Friday, June 26, 2026

Why did the record-breaking leading probe card stock suffer the worst drop amid HBM rumors?

Today, FormFactor (FORM) hit a large bearish candlestick, plunging 12.11% in a single day to close at $130.74, with trading volume expanding to six times the daily average over the past three months—yet just seven weeks ago, it delivered its "strongest quarterly report ever," with revenue soaring 32% year-on-year and profits exceeding expectations, rising over 160% at one point this year. Why would a company with no fundamentals be flawed and lose more than one-tenth of its market value in a single day?
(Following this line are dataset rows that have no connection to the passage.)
PR #2628, opened 2016-06-30
SrmShell.java: changed 'rw--' to 'rw-' in case TPermissionMode._RW

onnozweers:
I was searching for directory right code to investigate why we have a directory that spontaneously changes from 755 to 770 every now and then. Then I stumbled upon what appears to be a coding typo. I have no idea if it is related to our bug, but I'd like to bring it to your attention anyway.


paulmillar:
Good catch!  Thanks for the patch.

It affects the new SRM shell, which is unrelated code, but it's good to have it fixed.

PR #2661, opened 2016-07-26
alarms: add ndc info to alarm info

alrossi:
Motivation:

Sometimes information, like the pnfsid, is missing from a logging
message which we promote to alarm, but the information is present
in the MDC (NDC):

rw-stkendca13a-5Domain.log:20 Jul 2016 09:30:40 (rw-stkendca13a-5) [b55b5e9b-baa0-4613-b56c-e10c32d71d19 000013A9AA57B8684A4AA5E407F9A0F5E795] HSM script failed (script reported: 1: ...

This information can be usefully displayed in the
webadmin table for diagnostic purposes.

Modification:

Instead of appending the information on the client end (to the
event message), we allow the server-end to do so.

Result:

The missing diagnostic info is displayed in the table.

While not a bug, the improvement is minimally invasive, affects
only the displayed element, and would be useful to have.
Hence I am requesting a backport.
I leave it to the reviewers' discretion.

Target: master
Acked-by: Paul

### DIFF
--- a/modules/common/src/main/java/org/dcache/commons/util/NDC.java
+++ b/modules/common/src/main/java/org/dcache/commons/util/NDC.java
@@ -2,6 +2,8 @@ package org.dcache.commons.util;
 
 import org.slf4j.MDC;
 
+import java.util.Map;
+
 /**
  * The class emulates the Nested Diagnostic Context of Log4j.
  *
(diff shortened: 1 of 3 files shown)


paulmillar:
Al, looks like your pull request is broken; see:

    https://ci.dcache.org/job/dCache-v2.16/157/console

alrossi:
I fixed the package for the NDC on the other pull requests; evidently this one got neglected.

PR #2821, opened 2016-10-03
Active Transfers: substitute ? for <unknown> on html pages

alrossi:
Motivation:

DoorInfo and TransferInfo make the default values for owner, pool, protocol and process
"<unknown>".  While the Wicket engine automagically converts the angle brackets to
"&lt;" and "&gt;", the classic engine leaves the browser to interpret this marker
(erroneously) as an html tag.

See ticket 9056.

Modification:

Since the pool name is already handled by converting it to "N.N", and the process
by converting it to "?", we have added a similar conversion for protocol parts.

Further, we have made the webadmin pages conform to this representation as well.

Note that plain text and JSON output is not affected (only HTML).

Result:

No confusing "<unknown>" elements in the active transfer page markup.

Target: master
Request: 2.16
Request: 2.15
Request: 2.14
Request: 2.13
Ticket: http://rt.dcache.org/Ticket/Display.html?id=9056
Patch: https://rb.dcache.org/r/9785
Acked-by: Paul

### DIFF
--- a/modules/dcache-webadmin/src/main/java/org/dcache/webadmin/controller/util/BeanDataMapper.java
+++ b/modules/dcache-webadmin/src/main/java/org/dcache/webadmin/controller/util/BeanDataMapper.java
@@ -1,5 +1,7 @@
 package org.dcache.webadmin.controller.util;
 
+import com.google.common.base.Strings;
+
 import java.util.Date;
 import java.util.List;
 import java.util.Map;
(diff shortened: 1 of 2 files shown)


paulmillar:
Patch doesn't match RB entry; in particular, it introduces ETWS in TransferObserverV1.java on line 563.

alrossi:
The patch can't match RB because the Transfer Observer code is different from 2.16 (patches were not backported).   Aside from ETWS, what else are you objecting to precisely?

alrossi:
Oh, wait ... I see now.  This is 2.16.  This should be identical.

PR #2837, opened 2016-10-11
common: do not markup ellipses as a user-value

paulmillar:
Motivation:

Stylistically, the text help printer supports output that distinguishes
between user-input and structual elements in the output.  This currently
results in user-input text being underlined.

The ellipsis in an argument's representation (that denote accepting
multiple arguments) are marked up as user-input.  This developer finds
it easier to parse if ellipses are not marked up as a user-value; that
it is, instead, an non-marked-up structural element.

Modification:

No longer markup ellipses.

Result:

Easier to parse help text.

Target: master
Request: 2.16
Requires-notes: yes
Requires-srm-notes: yes
Requires-book: no
Patch: https://rb.dcache.org/r/9825/
Acked-by: Olufemi Adeyemi

### DIFF
--- a/modules/common-cli/src/main/java/dmg/util/command/TextHelpPrinter.java
+++ b/modules/common-cli/src/main/java/dmg/util/command/TextHelpPrinter.java
@@ -198,7 +198,7 @@ public abstract class TextHelpPrinter implements AnnotatedCommandHelpPrinter
                 signature.append("[").append(metaVar).append("]");
             }
             if (field.getType().isArray()) {
-                signature.append(value("..."));
+                signature.append("...");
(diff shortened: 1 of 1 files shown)


gbehrmann:
Wow, you dislike it so much you actually have to back port a stylistic change?

paulmillar:
I see it more that I'm fixing a bug in the srmfs: I'm not happy with the help output and want to fix it.  This means back-porting patches like this.

gbehrmann:
Wait a couple of weeks and srmclient will be 3.0 (we always build from the latest stable branch, right?).

PR #2845, opened 2016-10-13
common: update ColumnWriter to remove any trailing whitespace

paulmillar:
Motivation:

Trailing whitespace can lead to ugly output as ColumnWriter ensures all
columns output the same width so if one column is too long for the
console (and is therefore wrapped), all columns are too long.

Modification:

Create a specialisation of PrintWriter that separates trailing
whitespace from other output.  The trailing whitespace (if any) is
cached.  Any text preceeding trailing whitespace (if any) triggers any
previously cached whitespace to be written before writing the
non-whitespace output.  Cached whitespace is discarded when a newline is
created.

Result:

ColumnWriter is updated so it never prints non-whitespace characters
before a newline.

Target: master
Requires-notes: yes
Requires-srm-notes: yes
Request: 2.16
Patch: https://rb.dcache.org/r/9826/
Acked-by: Gerd Behrmann

### DIFF
--- a/modules/common/src/main/java/org/dcache/util/ColumnWriter.java
+++ b/modules/common/src/main/java/org/dcache/util/ColumnWriter.java
@@ -102,7 +102,7 @@ public class ColumnWriter
         List<Integer> spaces = new ArrayList<>(this.spaces);
 
         StringWriter result = new StringWriter();
-        try (PrintWriter out = new PrintWriter(result)) {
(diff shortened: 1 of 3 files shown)


paulmillar:
retest this please

paulmillar:
retest this please

paulmillar:
The first "retest this please" build failed due to OpenJDK RPM being updated whilst building.

mksahakyan:
retest this please

PR #3593, opened 2017-10-11
dcache-restful-api: change the way in which transfers and restores su…

alrossi:
…pport paging

Motivation:

The current way in which services returning large lists of data
(active transfers, staging requests) support paging (offset, limit)
is by caching snapshots.   This is done on a session-by-session basis.

This is not, however, scalable.  It is also unnecessary.

The aim of supporting paging this way was to prevent clients from
receiving listings where potential additions and deletions scramble
the indexing the client considers valid.  This can be done in a less
memory-unfriendly way, though it does place a slightly heavier burden
on the client.

Modification:

Since the data stored for these services is not randomly updated by
asynchrous puts, but is refreshed only periodically and all at once,
the underlying list during the interval between refreshes can be
considered a universal snapshot.  We capture its identity by
associating a UUID token with it.  At each refresh, this token
changes.

When a client requests data, it receives back the token of the
snapshot to which it corresponds.  The client can choose two
courses of action if it wishes to page through the data in chunks.

The first is to return the token to the server.  If the token
has changed (expired), the server then returns a null token with
an empty list and offsets 0, -1.  The client understands this
null token means the list has changed and can then call refresh
to get the up-to-date list.

The second option is simply never to pass the token back to the
server.  In this case, the server will use the underlying
list to process the request, including the offset into it.  This,
of course, could include new elements the client did not see or
be missing elements which were originally there, but the client
may consider this behavior more desirable than sending the user
back to offset 0 if the list has changed during navigation.

Some refactoring has been done to the RESTful API and services
to generalize and render more DRY the code with this shared behavior.
A new data object encapsulates the access to the stored snapshot.
It has been provided with a JUnit test.

Result:

No server-side maintenance/caching of session-based snapshots.

Target:  master
Request: 3.2
Require-notes: no
Require-book: no
Acked-by: Tigran


jstarek:
retest this please

PR #3611, opened 2017-10-19
nfs: change the way how directory cookies are generated

kofemann:
Motivation:
Directory cookies used by clients to identify a file in the directory
listing. They expected to be permanent and unique per file per directory.
As dCache uses file inumber as a directory cookie, in case of hard-links
in the same directory we get two files files with the same cookie. This
confuses a) TreeSet, as both entries are treated as the same, b) nfs client,
as it expects then to be unique.

Modification:
To avoid chimera db schema change, we introduce a cookie which are a combination
of file's inumber + names hash. This guarantees, that newly created entries will
have higher cookie number. To avoid negative numbers, the higher bit is
set to zero (0).

Result:
dCache correctly lists directory with hard links in it.

Acked-by: Paul Millar
Target: master, 3.2
Require-book: no
Require-notes: yes
(cherry picked from commit f2f9e624a6d0f97125059c0fb6830aca0552a010)


jstarek:
Can I suggest correcting the spelling of the method name? direcotryCookieOf -> directoryCookieOf ;-)

kofemann:
You should have commented on  it during  review. I will fix in master, but
backport make no sense.


-kofemann

jstarek:
Agreed. In it goes...

PR #3627, opened 2017-10-25
dcache-frontend: adjust REST API for Pool Info Resources

alrossi:
Motivation:

Inconsistent use of POST for methods to kill  movers and change pool mode.

Modification:

Use DELETE with path to kill movers.  Use PATCH with path and json request
to change pool mode.

NOTE:  I have decided to let the bulk operations go for the moment.

Result:

REST API adheres to best practice.

Target: master
Request: 3.2
Require-notes: yes
Require-book: yes
Acked-by: Paul


alrossi:
Note:  the @PATCH annotation does not seem to be available with this version of the jersey library, so I left @POST for the mode change.

PR #3628, opened 2017-10-25
systemd: adding a global dcache.service which pulls in dcache@*.service

calestyo:
Motivation:
It would be nice to have a “global” dcache.service, which can be used tostart/
stop/reaload/restart all the dcache@*.services (i.e. the single domains).

Also, it would be much better not to have to enable each dcache@*.service (which
all have different names) all the nodes of the cluster, just to get everything
started.
Enabling dcache.service can be used to have all dCache domains started, while
one can still fall back to only enable single dcache@*.service (and leave
dcache.service on a node).

Modification:
Introduce such a dcache.service unit, and modify the generated units, so that
they're “pulled in”.

Target: master
Require-notes: yes
Require-book: yes
Request: 3.2

### DIFF
--- a/skel/lib/systemd/system-generators/dcache-generator
+++ b/skel/lib/systemd/system-generators/dcache-generator
@@ -4,6 +4,10 @@ set -e
 
 @DCACHE_LOAD_CONFIG@
 
+
+wantdir="$1/dcache.service.wants"
+mkdir "$wantdir"
+
 for domain in $(getProperty dcache.domains); do
     RESTART_DELAY="$(getProperty dcache.restart.delay "$domain")"
     USER="$(getProperty dcache.user "$domain")"
@@ -16,6 +20,9 @@ for domain in $(getProperty dcache.domains); do
 	[Unit]
 	Description=dCache $domain domain
 	After=network.target zookeeper.service
+	PartOf=dcache.service
+	ReloadPropagatedFrom=dcache.service
+	Before=dcache.service
 
 	[Service]
 	Type=simple
@@ -35,4 +42,6 @@ for domain in $(getProperty dcache.domains); do
 	[Install]
 	WantedBy=default.target
 	EOF
+
+    ln -s "$1/dcache@$domain.service" "$wantdir/dcache@$domain.service"
 done
--- a/skel/lib/systemd/system/dcache.service
+++ b/skel/lib/systemd/system/dcache.service
@@ -1,0 +1,14 @@
+#systemd service for managing all dCache domains on the system. This service is
+#actually a systemd target, but as targets cannot be reloaded a service is used.
+
+[Unit]
+Description=dCache
+
+[Service]
+Type=oneshot
+ExecStart=/bin/true
+ExecReload=/bin/true
+RemainAfterExit=on
+
+[Install]
+WantedBy=default.target


calestyo:
Note that I have no idea how your Java-ish build systems work... and whether the newly added `skel/lib/systemd/system/dcache.service` needs to be added somewhere to get into the packages ;-)

skel/lib/systemd/system/dcache.service
```diff
@@ -0,0 +1,14 @@
+#systemd service for managing all dCache domains on the system. This service is
+#actually a systemd target, but as targets cannot be reloaded a service is used.
+
+[Unit]
+Description=dCache
+
+[Service]
+Type=oneshot
+ExecStart=/bin/true
```
vingar: Shouldn't it be the dcache start command  ? same comment for below

calestyo: No, the "global" unit, will pull in the instance units (i.e. the dcache@domain.service units)...Actually in my opinion, dcache start/stop should eventually fully go away (and at least on systemd system already start to give warnings that it will be phased out).

vingar: yes you're right and my tests to validate the pull requests succeeded: sudo systemctl start  dcache.service ; sudo systemctl status dcache.service; sudo systemctl stop dcache.service

calestyo: I already tried to start that in the other issue,... I think dCache developers should decide on how they want to implement systemd support,... i.e. properly or just making it work somehow.

The proper way likely implies that some things dCache does now itself (e.g. the settings mentioned in the other ticket, or dcache start/stop) is mostly moved out of dCache itself.
For as long as we need to support SL6 I'd suggest to rather make wrappers for that, than to hold development towards the direction where things will sooner or later anyway go to. :)

skel/lib/systemd/system-generators/dcache-generator
```diff
@@ -35,4 +42,6 @@ for domain in $(getProperty dcache.domains); do
 	[Install]
```
gbehrmann: Can you please remove the `[Install]` section at the same time? Since you cannot 'enable' a generated unit, there is no point in having this section. The symlink you add below is the substitute for this.

skel/lib/systemd/system-generators/dcache-generator
```diff
@@ -35,4 +42,6 @@ for domain in $(getProperty dcache.domains); do
...
 	WantedBy=default.target
 	EOF
+
+    ln -s "$1/dcache@$domain.service" "$wantdir/dcache@$domain.service"
```
gbehrmann: I wouldn't mind if you renamed the generated unit to use a dash rather than an at symbol. As you pointed out, the purpose of the at symbol is different from what we do here.

gbehrmann:
I will leave the actual merge to @vingar or somebody else still being payed to work on dCache. I suggest this gets merged before the next bug fix release though.

skel/lib/systemd/system-generators/dcache-generator
```diff
@@ -4,6 +4,10 @@ set -e
 
 @DCACHE_LOAD_CONFIG@
 
+
+wantdir="$1/dcache.service.wants"
+mkdir "$wantdir"
```
gbehrmann: You may want to add a `-p` to this.

skel/lib/systemd/system-generators/dcache-generator
calestyo: Uhm... at least the Debian postgresql guys have it in their instance unit, too (even though ours isn't a true instance unit).

Further, this should go in a separate commit, I think... i.e. one that cleans up the generated units... these commits are just about adding the global one.

skel/lib/systemd/system-generators/dcache-generator
calestyo: While this would make life possibly easier for us for now... I don't think this is the right way to go.

We should in fact have instance units here... as all the domains are instances of dCache (just doing different things).
We should IMO rather go the hard way, pull out the settings from dCache which are anyway not ought to be there (in the systemd world) and then do it with instance units and "@".

skel/lib/systemd/system-generators/dcache-generator
calestyo: Debian had that as well, IIRC, but I'm sceptical.... the dir should already be there and if not, something else is wrong in the system,... and we shouldn't try to hide the other problem in that case.

gbehrmann: You mean should NOT be there? Because if it already exists from a previous run, then your command would fail. That's why I suggested adding `-p`. Are you certain that systemd deletes the dir before rerunning the generator after a daemon reload?

skel/lib/systemd/system-generators/dcache-generator
gbehrmann: Sure sure - but that's not going to fix the issue for 3.2 right now. As I said, I don't care much what you do in 3.3. We need a fix for 3.2 now. I realise it is my fault that what we got doesn't work. I would appreciate if you could help with this simple fix for 3.2 now - what you do in the future is up to you.

I am not trying to argue anything you are saying about what we should do in the next release. I just want a solution for the issue that right now prevents update to 3.2 on Debian.

skel/lib/systemd/system-generators/dcache-generator
gbehrmann: The postgresql guys do not generate a dynamic unit - they just add the symlinks. It does make sense to have it in `postgresql@.service` and in `dcache@.service` since these are not dynamically generated and thus can be 'enabled'.

Leave it in if you like - it will not allow you to enable the generated units though, but It will not cause harm either.

skel/lib/systemd/system-generators/dcache-generator
calestyo: I meant, the parent dirs should already be there (created by systemd)... AFAIU, the dir itself (i.e. the wantdir) should NOT be there cause my understanding was, that whenever the generators run, the whole /run/.../ stuff is flushed before.

If it was not (or if there was some other situation, in which the generators run, but the whole stuff isn't flushed away before), then I think it would be actually good for us to notice the failure. Why?
Because we "depend" on the flushing to get rid of e.g. de-configured domains in such cases.

This (having the clean up of the generated stuff) is also the reason why I want dCache's cached config to move away from /var/lib/dcache/config ...
Cause *if* we shall make use of generated per-domain EnvironmentFile= ... than these also need to be cleaned up at least from eventually (not necessarily on any system reload though)... having that stuff in /run/ which is typically tmpfs, makes me feel better ;-)

gbehrmann: Yeah, of course the parent directory is there. As long as you are certain the wantdir does not exist, then fine with me. What I was not certain about was whether the flushing would just delete the files/links or also the directories.

And if you want to move the config cache, be my guess. That stuff was written many years ago.

skel/lib/systemd/system-generators/dcache-generator
calestyo: The fix for 3.2 is simply to get the global dcache.service file... this gives people back the functionality they had before: have everything started or nothing.
It just lacks what's advertised for in the release notes (that one can selectively enable/disable domains).

I don't think it's your fault... I think your solution is actually pretty elegant, and I have no idea why systemd puts obstacles in the way not supporting this :-(

And I don't argue either :-) I'm just trying to find out which is the way we go for 3.3.
I think for 3.2 the best thing is to simply merge the global unit file... and remove the advertisement for per-domain enable/disable in the release notes.

gbehrmann: You mean merge the global unit file without updating the generator to create the symlinks? How would that work?

skel/lib/systemd/system-generators/dcache-generator
calestyo: You are right.

I leave it for now, and let's clean it up once we know where we'll eventually go with the whole thing.

skel/lib/systemd/system-generators/dcache-generator
calestyo: No, sorry, I wasn't clear:
I meant "for 3.2: merge this very pull request"... which gives the global unit file, and the necessary changes to the generator

skel/lib/systemd/system-generators/dcache-generator
calestyo: Well at least it works for me on 3.2 (on a test dcache)... even when reloading systemd multiple times.
I have no strong opinion about the -p ... if someone wants it ... I'd add it... if not the benefit is that we notice if it doesn't get flushed as we assume anyway :-)

As for the moving of the config cache... I tried to... but this seems to be coded in many places in dCache... so it's not done by changing path.properties... but I guess one needs to hack it into the build system.. and I didn't dare to touch this O:-)

paulmillar:
Chris, could you rebase this patch against the current tip of master?

calestyo:
sure & done

paulmillar:
Thanks!

vingar:
Ulf Tigerstedt did the validation and confirmed that's working. This can go in the next patch releases!

calestyo:
Thanks. You guys should still have a look at how we proceed with the topics/questions/issues brought up in #3630 ... even though this PR here is also kind of a workaround for that.

jstarek:
We'll do that, but at the moment, I still wait for a VM for the testing to be commissioned. -- Could you please provide us with a PR against 3.2 since you requested backporting? Thanks!

calestyo:
See #3656.

PR #3631, opened 2017-10-27
systemd: do not explicitly set StandardOutput=

calestyo:
StandardOutput= defaults to DefaultStandardOutput, which already defaults to
journal.
It doesn't make that much sense to explicitly set it here again (to make sure
it's always "journal") and most services I've seen here on Debian don't
(explicitly) set it either.

If we would want to set it explicitly, we should also do so for
StandardError=inherit.

Target: master
Request: 3.2
Require-notes: yes
Require-book: no

### DIFF
--- a/skel/lib/systemd/system-generators/dcache-generator
+++ b/skel/lib/systemd/system-generators/dcache-generator
@@ -26,7 +26,6 @@ for domain in $(getProperty dcache.domains); do
 	ProtectSystem=full
 	ProtectHome=true
 	NoNewPrivileges=true
-	StandardOutput=journal
 	SyslogIdentifier=dcache@$domain
 	Environment="CLASSPATH=$CLASSPATH" "LD_LIBRARY_PATH=$JAVA_LIBRARY_PATH"
 	$( [ -z "$USER" ] || echo "User=$USER" )


calestyo:
If this patch is accepted, the release notes should probably get a note, that DefaultStandardOutput will now be used, which, if unmodified, results in no change.

calestyo:
anything that prevents this from being merged?

vingar:
At NDGF,  We have this version: 
   https://gist.github.com/vingar/de943f2c285943b35491d7d49c942c00

Which includes some differences:
   https://gist.github.com/vingar/5801f37c80910bbe3c4b0062912f9dd3

Should we consider merging them in this pull request ?

cheers, Vincent

vingar:
ah I also noticed some differences with your version against the one on master:
6a7,10
> 
> wantdir="$1/dcache.service.wants"
> mkdir "$wantdir"
> 
18a23,25
> 	PartOf=dcache.service
> 	ReloadPropagatedFrom=dcache.service
> 	Before=dcache.service
36a44,45

calestyo:
Well these are simply because this PR hasn't been merged since more than two weeks and it's based on a older master.

If you look at the diff of this commit, only one line is removed, if that change would be accepted, I can rebase the commit, though that's probably not even necessary.

vingar:
yes, you're right. 
About this, all services systemd starts have their stdout/stderr connected to journald, thus journald really needs to run. It should be well documented and advertised.  I got few comments from Ulf that dcache status still claims it logs to /var/log/dcache/ and access and event logs still go to there.  We should also check how the logs from pool are collected.

calestyo:
I don't think we need to document this: this is the default behaviour of systemd, and it's the default behaviour in Debian as well.
Plus the default behaviour of Debian is, that it anyway picks up everything from journald in rsyslog (I guess everything goes to /var/log/syslog).

And as for Ulfs comments… it should in fact still log to /var/log/dcache, this is what our rsyslog.conf snippet does.

Of course the output of dcache status is wrong in the sense that it (presumably) shows just the value of `dcache.log.dir` which may or may not be correct in systemd (as one may change the rsyslog config, or completely disable that and just use journald).

This is another example of config option that IMHO should (canonically) move out to systemd. In the systemd world, dCache itself shouldn't care at all, where it's logging goes, it should just write to stdout/err and systemd do the rest. (In fact it does that already).
The `dcache` program should probably simply not show that column anymore, as it's beyond dCache's scope where the logging goes to.

The remaining problem is just, that dCache still does (and probably will continue) to use that setting for the event and access logs.

So this is just another one of the questions like what should happen to dcache.user, that the developers need to decide about. Once that's done I can help with patches.

vingar:
Could you post somewhere your rsyslog configuration ? I'll discuss your (more than valid) other points with the developers. One issue will be to support non systemd platform for a while.

Thanks again for the contribution !

calestyo:
> Could you post somewhere your rsyslog configuration?

https://github.com/dCache/dcache/blob/master/packages/fhs/src/main/scripts/dcache.rsyslog

vingar:
sorry it's not related to this pull request, but: 
did you do something to enable the journald to rsyslog communication ? like imjournal in /etc/rsyslog.conf. ForwardToSyslog=yes in journald.conf ? It would be good the describe the recipe somewhere gist ?

calestyo:
`ForwardToSyslog=` is enabled by default on Debian, and I think on upstream systemd as well, see journald.conf(5):

> ForwardToSyslog=, ForwardToKMsg=, ForwardToConsole=, ForwardToWall=

[snip snap]

>            If
>            forwarding to syslog is enabled but nothing reads messages from the
>            socket, forwarding to syslog has no effect. By default, only
>            forwarding to syslog and wall is enabled.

Did someone see through something in advance, or was it an emotionally driven stampede?

Latest price
$130.74
▼ -12.11%
Total market capitalization
$10.19 billion
— The price-to-earnings ratio is 152 times
Volume-to-volume ratio
6.0 times
▲ Far exceeding the daily average
$FORMFormFactor, Inc. $130.74▼ -12.11%

It doesn't make chips, but gives every AI chip a 'check-up'

Founded in 1993 and headquartered in Livermore, California, FormFactor does a job that may sound niche but is actually stuck at the throat: semiconductor testing and measurement. Its core product is called the Probe Card, which can be understood as the "inspection probe" before the chip leaves the factory—each wafer must be contacted point by point, powered on, and read to determine yield or qualification.

The business is divided into two parts

The Probe Cards division, which holds the majority, covers everything from GPU, CPU, and other system-on-chips to DRAM, HBM storage, RF, image sensors, and even quantum computing processors; Another Systems division provides probe stations, thermal subsystems, and cryogenic testing instruments. Its three major customers are SK Hynix, Intel, and NVIDIA—the three most willing to spend money in the AI computing power and high-bandwidth storage industry chain.

So what exactly makes its moat so strong? The answer lies in a counterintuitive fact: HBM stack layers have increased from 4 to 8, dies per chip have increased from 2 to 16, and test complexity has not increased linearly, but has doubled. The more advanced the chip, the more it relies on this "health check" process.

A price-to-earnings ratio of 152 times—are you buying now or the next five years?

Let's start with a set of striking contrasts

FORM has a market cap of $10.19 billion, yet its price-to-earnings ratio is 152 times, while industry leader KLA typically only has 20 to 30 times. In other words, the market is willing to pay five to seven times the price of its peers for every yuan of profit this company. Where does this premium come from?

The report judges it as "extremely stretched." Even with a more aggressive approach, the company's annual net profit is just over $50 million, with a price-to-sales ratio (P/S) of about 12.8 times, an Enterprise Value Multiple (EV/EBITDA) close to triple digits, and a free cash flow yield (FCF yield) of just 1.12%—meaning that at current price, relying solely on cash flow to break even would take nearly ninety years.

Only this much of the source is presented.